• [INFORMATION]:

PR #458, opened 2020-01-07
FAB-17288 - Fix windows path name handling in chaincode packaging

sykesm:
Update chaincode packaging code to appropriately handle path separator differences between Windows and Unix platforms. This is done in a couple of areas:

1. When calculating package dependencies for go, we used a custom template to generate JSON when calling list. This template did not properly encode backslashes used in Windows paths which resulted in decoding errors. This was addressed by removing the custom format and using the `-json` option.
2. There were (maybe still are) several places where path name munging assumes a slash is the path separator. We made changes to differentiate OS paths from tar file entry paths and attempted to use the appropriate separators in each context.
3. A few minor test changes were made to enable our unit tests to run on Windows.

Thanks to @lehors for finding this, making a go at a fix, and, ultimately, testing these changes out.

### DIFF
--- a/core/chaincode/platforms/golang/list.go
+++ b/core/chaincode/platforms/golang/list.go
@@ -21,31 +21,19 @@ import (
 
 const listTimeout = 3 * time.Minute
 
-const packageListFormat = `
-{{- if eq .Goroot false -}}
-{
-    "import_path": "{{ .ImportPath }}",
-    "incomplete": {{ .Incomplete }},
-    "dir": "{{ .Dir }}",
-    "go_files" : [{{ range $i, $file := .GoFiles  }}{{ if $i }}, {{ end }}"{{ $file }}"{{end}}],
-    "c_files":   [{{ range $i, $file := .CFiles   }}{{ if $i }}, {{ end }}"{{ $file }}"{{end}}],
-    "cgo_files": [{{ range $i, $file := .CgoFiles }}{{ if $i }}, {{ end }}"{{ $file }}"{{end}}],
-    "h_files":   [{{ range $i, $file := .HFiles   }}{{ if $i }}, {{ end }}"{{ $file }}"{{end}}],
-    "s_files":   [{{ range $i, $file := .SFiles   }}{{ if $i }}, {{ end }}"{{ $file }}"{{end}}],
-    "ignored_go_files": [{{ range $i, $file := .IgnoredGoFiles }}{{ if $i }}, {{ end }}"{{ $file }}"{{end}}]
-}
-{{- end -}}`
-
+// PackageInfo is the subset of data from `go list -deps -json` that's
+// necessary to calculate chaincode package dependencies.
 type PackageInfo struct {
-	ImportPath     string   `json:"import_path,omitempty"`
-	Dir            string   `json:"dir,omitempty"`
-	GoFiles        []string `json:"go_files,omitempty"`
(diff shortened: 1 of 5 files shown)


lehors:
I tested this change and can confirm it solves the problem.
It is better than my proposed change #440 because instead of trying to force the use of forward slashes throughout (to make the existing code, which assumes forward slashes, work) it fixes the code to work independently of whether forward or black slashes are used. The resulting code is cleaner.

core/chaincode/platforms/util/writer.go
```diff
@@ -13,102 +13,67 @@ import (
...
-	vmLogger.Debugf("rootDirectory = %s", rootDirectory)
+	rootDirectory := filepath.Clean(srcPath)
 
-	//append "/" if necessary
-	updatedExcludeDirs := make([]string, 0)
-	for _, excludeDir := range excludeDirs {
-		if excludeDir != "" && strings.LastIndex(excludeDir, "/") < len(excludeDir)-1 {
-			excludeDir = excludeDir + "/"
-			updatedExcludeDirs = append(updatedExcludeDirs, excludeDir)
-		}
```
guoger, line 47: just making sure i understand this correctly. if an excluded dir does end with "/", it would not get appended to `updatedExcludeDirs`. This is wrong and fixed in this commit, right?

core/chaincode/platforms/util/writer.go
```diff
@@ -13,102 +13,67 @@ import (
...
-	}
+	logger.Debugw("writing folder to package", "rootDirectory", rootDirectory)
+	excludeDirs = append([]string{".git"}, excludeDirs...)
```
guoger: any reason we want ".git" to be the 1st element? (naturally i would do `append(excludeDirs, ".git")` instead)

core/chaincode/platforms/golang/list.go
```diff
@@ -92,6 +80,9 @@ func gopathDependencyPackageInfo(goos, goarch, pkg string) ([]PackageInfo, error
 		if packageInfo.Incomplete {
 			return nil, fmt.Errorf("failed to calculate dependencies: incomplete package: %s", packageInfo.ImportPath)
 		}
+		if packageInfo.Goroot {
```
guoger, line 83: why not `Standard`? (and i wonder how it worked before w/o this check...)

core/chaincode/platforms/util/writer.go
sykesm: fixed.

core/chaincode/platforms/golang/list.go
sykesm: Look at the old template, please. This is doing exactly what we had before - excluding packages that are from the go root - which includes more than “standard”.

core/chaincode/platforms/util/writer.go
sykesm: No. This block added a slash to all dirs (that didn’t already have one) so later checks for prefixes would be on a directory boundary.

Most of the old code wasn’t very clear because it assumed cleaned paths and common prefixes. These changes explicitly clean paths and use names from file info instead of paths when filtering.

guoger (approved):
Thanks for explanation, LGTM

lehors:
Not a big deal but the first commit message should read "Use `go list -deps -json` to build go cc dependencies" rather than "Use `go list -json` to build go cc dependencies".

PR #462, opened 2020-01-08
[FAB-17307] InitRequired param check for ApproveForMyorg

satota2:
This patch adds a check mechanism for the `InitRequired` parameter for the chaincode definition of the current sequence number to `ApproveForMyOrg`.

#### Type of change

- Bug fix

#### Description

ApproveForMyOrg puts a chaincode definition entry for either the currently defined sequence number or the next sequence number.
According to comments on the current implementation, for the definition of the current sequence number (which means it has been committed), this command should reject the requested definition unless the requested one must match exactly the current one.

However, the current ApproveForMyOrg command does not check the InitRequired parameter, so the operators can update the InitRequired parameter.
When an organization does this update, it returns the chaincode to unapproved status for the organization.

To fix the bug, it is necessary to add a check mechanism for the InitRequired parameter to ApproveForMyOrg.

#### Related issues

https://jira.hyperledger.org/browse/FAB-17307


sykesm (approved):
LGTM; would like @jyellick to confirm.

mastersingh24:
> LGTM; would like @jyellick to confirm.
LGTM as well

jyellick (approved):

jyellick:
Thanks for finding and fixing!

PR #463, opened 2020-01-08
we should add the time to wait for the container ready, because diffe…

bjzhang03:
…rent machines has different capacity. The 45s is not enough for majority.

#### Type of change

- Test update

### DIFF
--- a/integration/runner/defaults.go
+++ b/integration/runner/defaults.go
@@ -12,7 +12,7 @@ import (
 	"github.com/hyperledger/fabric/integration/helpers"
 )
 
-const DefaultStartTimeout = 45 * time.Second
+const DefaultStartTimeout = 500 * time.Second
 
 // DefaultNamer is the default naming function.
 var DefaultNamer NameFunc = helpers.UniqueName


bjzhang03:
When I run the unit-test,it always tell me that cannot start the docker couchdb containers,and this confused me.Finally, I found that the reason is that my machine does not have enough capacity to setup the container with in 45s.
My machine has 8 core CPUs,and 16G memory, but it does not work. So I think it need to add the start timeout.

guoger:
do you have a clue why it fails to start within 45s? 8core/16G should be more than enough...

bjzhang03:
> do you have a clue why it fails to start within 45s? 8core/16G should be more than enough...

I have closed all others process,but it also is not work, until I change the timeout.
I have pulled the images ahead,so we can exclude the reason of downing images,and other process factor.
I think that we should larger the timeout, because we can not assume that each one have the computer as well as us.
So, larger the timeout and add the FAQ to instruct this problem can be a better solution.

guoger:
> So, larger the timeout and add the FAQ to instruct this problem can be a better solution.

IMHO, a better solution is to investigate why exactly it takes surprisingly longer to start couchdb container.

sykesm:
Within the integration tests, the *vast* majority of timeouts are no more than one minute. The CouchDB container should be starting in well under 10 seconds. Given our timeouts for running commands, starting, peers, orderers, kafka, zookeeper, etc are all under a minute, I don’t see why couch should be higher.

In unit tests, you can simply point to a running couch DB by setting the `COUCHDB_ADDR` environment variable.

PR #465, opened 2020-01-08
FAB-17315 english colon[:] illegal filename problem on windows when lifecycle chaincode install

KevinXiong2018:
#### Type of change

- Bug fix

#### Description

Fix the problem caused by illegal English colon characters in the file name generated under the directory production\lifecycle\chaincodes on the Windows platform when lifecycle chaincode install
#### Related issues

https://jira.hyperledger.org/browse/FAB-17315

### DIFF
--- a/core/chaincode/persistence/persistence.go
+++ b/core/chaincode/persistence/persistence.go
@@ -230,14 +230,14 @@ func (s *Store) GetChaincodeInstallPath() string {
 }
 
 func packageID(label string, hash []byte) string {
-	return fmt.Sprintf("%s:%x", label, hash)
+	return fmt.Sprintf("%s~%x", label, hash)
 }
 
 func CCFileName(packageID string) string {
 	return packageID + ".tar.gz"
 }
 
-var packageFileMatcher = regexp.MustCompile("^(.+):([0-9abcdef]+)[.]tar[.]gz$")
+var packageFileMatcher = regexp.MustCompile("^(.+)~([0-9abcdef]+)[.]tar[.]gz$")
 
 func installedChaincodeFromFilename(fileName string) (chaincode.InstalledChaincode, bool) {
 	matches := packageFileMatcher.FindStringSubmatch(fileName)
--- a/core/chaincode/persistence/persistence_test.go
+++ b/core/chaincode/persistence/persistence_test.go
@@ -227,11 +227,11 @@ var _ = Describe("Persistence", func() {
 		It("saves a new code package successfully", func() {
 			packageID, err := store.Save("testcc", pkgBytes)
 			Expect(err).NotTo(HaveOccurred())
-			Expect(packageID).To(Equal("testcc:3fec0187440286d404241e871b44725310b11aaf43d100b053eae712fcabc66d"))
+			Expect(packageID).To(Equal("testcc~3fec0187440286d404241e871b44725310b11aaf43d100b053eae712fcabc66d"))
 			Expect(mockReadWriter.WriteFileCallCount()).To(Equal(1))
 			pkgDataFilePath, pkgDataFileName, pkgData := mockReadWriter.WriteFileArgsForCall(0)
 			Expect(pkgDataFilePath).To(Equal(""))
-			Expect(pkgDataFileName).To(Equal("testcc:3fec0187440286d404241e871b44725310b11aaf43d100b053eae712fcabc66d.tar.gz"))
+			Expect(pkgDataFileName).To(Equal("testcc~3fec0187440286d404241e871b44725310b11aaf43d100b053eae712fcabc66d.tar.gz"))
 			Expect(pkgData).To(Equal([]byte("testpkg")))
 		})
 
@@ -243,7 +243,7 @@ var _ = Describe("Persistence", func() {
 			It("does nothing and returns the packageID", func() {
 				packageID, err := store.Save("testcc", pkgBytes)
 				Expect(err).NotTo(HaveOccurred())
-				Expect(packageID).To(Equal("testcc:3fec0187440286d404241e871b44725310b11aaf43d100b053eae712fcabc66d"))
+				Expect(packageID).To(Equal("testcc~3fec0187440286d404241e871b44725310b11aaf43d100b053eae712fcabc66d"))
 				Expect(mockReadWriter.WriteFileCallCount()).To(Equal(0))
 			})
 		})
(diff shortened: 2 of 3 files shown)


guoger:
never tried running fabric on windows but i believe colon is indeed illegal for filename. we probably want to give a different name when storing package on fs. However, do we need to change pkgid schema as well? @jyellick

lindluni:
We did have this Jira around performing this work, which was eventually decided (maybe we would come back and visit this in the future). If this is going to be undertaken, this is the Jira and the exhaustive list should exhausted

sykesm:
> never tried running fabric on windows

We don't test or support running the peer or orderer on windows, but we do support the CLI in that space. We need to get under if/why the persistence package would be used in the CLI space and, if it is used and used appropriately, address the issue.

If it turns out that the persistence is only the server side (which is my hope), Windows is not a supported host environment for the peer at this time.

We'll dig in a bit....

guoger:
> > never tried running fabric on windows
> 
> We don't test or support running the peer or orderer on windows

Is this written somewhere? (glad to see we don't need to support server side actually...)

> 
> If it turns out that the persistence is only the server side (which is my hope), Windows is not a supported host environment for the peer at this time.

IIRC, that persistency **is** only on server side.

KevinXiong2018:
Yes, we do not plan to support running fabric services under windows or as a chain code development environment now. There are a few things that can be determined:
1. On Linux or Mac systems, use an underscore _ instead of a colon: as the delimiter of package.tar.gz, all are valid characters, and have no effect on the fabric server currently running on Linux. 
2. The English colon is illegal in the file name under windows. We will lost the compatibility of running fabric on windows later.
3. Through the simple modification above, I have successfully run fabric 2.0 servers on my windows 10.

sykesm:
> 3. Through the simple modification above, I have successfully run fabric 2.0 servers on my windows 10.

I understand that the colon is the drive separator character on windows and that it's a problem for that environment.  This does not change the fact that we do not test or support running the peer on Windows.

Additionally, the underscore is a valid character in chaincode ID labels under the new lifecycle. The changes you have proposed break the existing code when labels contain underscores.

So there are two concerns:
1. The code changes that are proposed are incomplete and break the logic associated with `packageFileMatcher`.
2. Even if this change is incorporated, there is no guarantee that additional changes won't be necessary and, as with this change, we lack the resources or infrastructure to test them completely at this time.

denyeart:
Does anybody know where the valid characters for label are defined? It seems that colons within the label actually works (except in Windows). At least, nothing validates that colon shouldn't be included, my trial on Mac worked. Is the label:hash actually parsed somewhere? @jyellick @ale-linux 

In general I agree with Matt... peers are not tested on Windows, but we should least attempt to avoid any new breaks in v2.0 lifecycle.

sykesm:
regexp for the label was fixed and tested here: https://github.com/hyperledger/fabric/pull/480

guoger:
I understand that we are not attempting to support/test windows platform but I do empathize the need to setup dev env on it, and i think this is not really a drastic change asking for a compromise among platforms.

Also, wouldn't it be easier for an admin to pull down the pkg file and inspect, if it does not contain colon? Furthermore, if one day (i wish that day would not come though) we need to support the platform, this would not be another breaking change.

Why was colon chosen as separator initially and why cannot it be changed prior to release?

jyellick:
I initially typed up something a bit longer, but the short history of "why is there a colon in the name", would be because it was the shortest path to get things working, that we could always come back and mangle the package-id before writing it to the filesystem if need be.  This bug / PR seems to give us a reason to reassess.

I think we can live with a delimiter which is also in the list of allowable label characters.  Since we know the format is always `<label><delimiter><fixed-length-hex>.tar.gz` it's certainly possible to create safe parsing of labels no matter what delimiter we pick.  

Even on UNIX, `:` is a bit of an annoying character to have in filenames, and since we seem to have users running up against real problems, I'm certainly amenable to seeing it changed.

In the old lifecycle, it appears that the the `:` was substituted for a `.`.  Since no one seemed to complain about that, it would be somewhat natural choice to me, though I'm open to other suggestions.

KevinXiong2018:
> > 1. Through the simple modification above, I have successfully run fabric 2.0 servers on my windows 10.
> 
> I understand that the colon is the drive separator character on windows and that it's a problem for that environment. This does not change the fact that we do not test or support running the peer on Windows.
> 
> Additionally, the underscore is a valid character in chaincode ID labels under the new lifecycle. The changes you have proposed break the existing code when labels contain underscores.
> 
> So there are two concerns:
> 
> 1. The code changes that are proposed are incomplete and break the logic associated with `packageFileMatcher`.
> 2. Even if this change is incorporated, there is no guarantee that additional changes won't be necessary and, as with this change, we lack the resources or infrastructure to test them completely at this time.

Yes, without breaking the current LabelRegexp expression (`^[[:alnum:]][[:alnum:]_.+-]*$`) , Maybe we just need to find a common character that is not in [0~9][a~z][A~Z][ _.+-], acts as file name delimiter for packageID, and it is a valid file name character for linux, Mac, windows, etc.

I chose the English wave symbol ~ as this separator, and the code has been updated.

We know that the English colon is an illegal file name character for Windows. If we can fix this problem before the Fabric 2.0 release, when we plan to support Windows in the future, we do not need to modify the name of the existing packageID file containing the colon on Linux and Mac servers.

mastersingh24:
>I think we can live with a delimiter which is also in the list of allowable label characters. Since we know the format is always <label><delimiter><fixed-length-hex>.tar.gz it's certainly possible to create safe parsing of labels no matter what delimiter we pick.


Why do we actually need a delimiter if we have <fixed-length-hex>?  Seems we can always just split <label><fixed-length-hex> based on the fact we know the length of <fixed-length-hex>.

sykesm:
> Why do we actually need a delimiter if we have ? Seems we can always just split based on the fact we know the length of .

We can split based on the tail length and any character can be used as the delimiter that is not "special."  We all agree this can be done. We can also encode the names as base32 if we choose; there are many ways to do this.

I want to reiterate my two points:
  1. These changes are incomplete.
  2. There's no guarantee we won't hit other issues.

If we want these changes, we really need to address the completeness aspect here.

sykesm:
> 1. These changes are incomplete.

The use of `~` looks to address the "completeness" concern.

sykesm (changes requested):
@jyellick if you're okay with `~`, this works.

@KevinXiong2018, please squash your commits and rebase on current master.

mastersingh24:
I'm ok with `~`

jyellick:
I would prefer that we move to a more standard delimiter, like `.`, and use suffix matching, rather than regexp splitting to separate the label.  That being said, the move to `~` is still an improvement/fix for the current issue, so I'm fine merging as is if others would prefer.

KevinXiong2018:
> your commits

My commits have been squashed successfully.

sykesm:
@jyellick I'll handle suffix matching on top.

sykesm (approved):

sykesm (approved):

PR #471, opened 2020-01-08
Small edits to upgrade docs

joealewine:
Make sure people have the right commands in the
right places. Fix docker run command that was
meant to enable an environment variables file

Change-Id: Ica0317e86ef4854f47bd3b7c8a5de4347e1b948d

#### Type of change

• [WORK ITEM]: Within the data above, the span starting at the line containing "return packageID +" and ending at the line containing "pkgDataFilePath, pkgDataFileName, pkgData" is to be retyped exactly, with no other lines.

• [EXERCISE RESULT]:
 	return packageID + ".tar.gz"
 }
 
-var packageFileMatcher = regexp.MustCompile("^(.+):([0-9abcdef]+)[.]tar[.]gz$")
+var packageFileMatcher = regexp.MustCompile("^(.+)~([0-9abcdef]+)[.]tar[.]gz$")
 
 func installedChaincodeFromFilename(fileName string) (chaincode.InstalledChaincode, bool) {
 	matches := packageFileMatcher.FindStringSubmatch(fileName)
--- a/core/chaincode/persistence/persistence_test.go
+++ b/core/chaincode/persistence/persistence_test.go
@@ -227,11 +227,11 @@ var _ = Describe("Persistence", func() {
 		It("saves a new code package successfully", func() {
 			packageID, err := store.Save("testcc", pkgBytes)
 			Expect(err).NotTo(HaveOccurred())
-			Expect(packageID).To(Equal("testcc:3fec0187440286d404241e871b44725310b11aaf43d100b053eae712fcabc66d"))
+			Expect(packageID).To(Equal("testcc~3fec0187440286d404241e871b44725310b11aaf43d100b053eae712fcabc66d"))
 			Expect(mockReadWriter.WriteFileCallCount()).To(Equal(1))
 			pkgDataFilePath, pkgDataFileName, pkgData := mockReadWriter.WriteFileArgsForCall(0)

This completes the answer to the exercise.